§ **RECORDED INFORMATION**

PR #4719, opened 2022-11-30
Perform fewer API calls for exists

arielshaqed:
Make the "does not exist" path faster: with this change it typically takes 1 listObjects() API call instead of 1 statObject and 2 listObjects.  This is surprisingly *common*.  The trivial "exists" path now requires 1 listObject instead of 1 statObject call, which is more expensive.


arielshaqed:
LakeFSOutputCommitter project abandoned as we were unable to overcome these issues on current lakeFS.  Closing in favour of a new PR to put this on trunk.

PR #4728, opened 2022-12-02
Fixing the misconception that gateway is not scalable

### LINKED ISSUE #4727: Docs create a misconception that s3 gateway is not scalable
The docs describing the two tiered approach to spark make it seem like the client is better than the s3a gateway approach because of performance.

iddoavn:
Fix #4727 

The docs describing the two tiered approach to spark make it seem like the client is better than the s3a gateway approach because of performance.


adipolak (approved):
thanks for this - looks much better now!

PR #4733, opened 2022-12-04
Fix: LakeFSAllRangesInputFormat - Throw exception if namespace doesn't exist

N-o-Z:


clients/spark/core/src/main/scala/io/treeverse/clients/LakeFSInputFormat.scala
```diff
@@ -209,24 +209,17 @@ class LakeFSAllRangesInputFormat extends LakeFSBaseInputFormat {
...
-      null
-    )
-    val fs = FileSystem.get(lakeFSMetadataURI, conf)
-    val splits = new ListBuffer[InputSplit]()
-    val metadataPath = new Path(lakeFSMetadataURI.toString)
+    val namespaceURI = URI.create(storageNamespace)
+    val fs = FileSystem.get(namespaceURI, conf)
+    fs.getStatus(new Path(namespaceURI)) // Will throw an exception if namespace doesn't exist
+
+    val metadataURI = namespaceURI.resolve("_lakefs")
```
johnnyaug, line 216: I love that the code is much cleaner here!
IIRC, resolve will only get the desired result here if the storage namespace ends with a "/" here, so better double-check this. If it's the case, consider adding it if needed before creating the URI.

johnnyaug (approved):
Thanks for fixing this! And sorry for the delay in reviewing. See one comment.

§ **WHAT YOU NEED TO DO**
Copy each line of the listing that holds the word "here".

§ **RESPONSE TO THE EXERCISE**
johnnyaug, line 216: I love that the code is much cleaner here!
IIRC, resolve will only get the desired result here if the storage namespace ends with a "/" here, so better double-check this. If it's the case, consider adding it if needed before creating the URI.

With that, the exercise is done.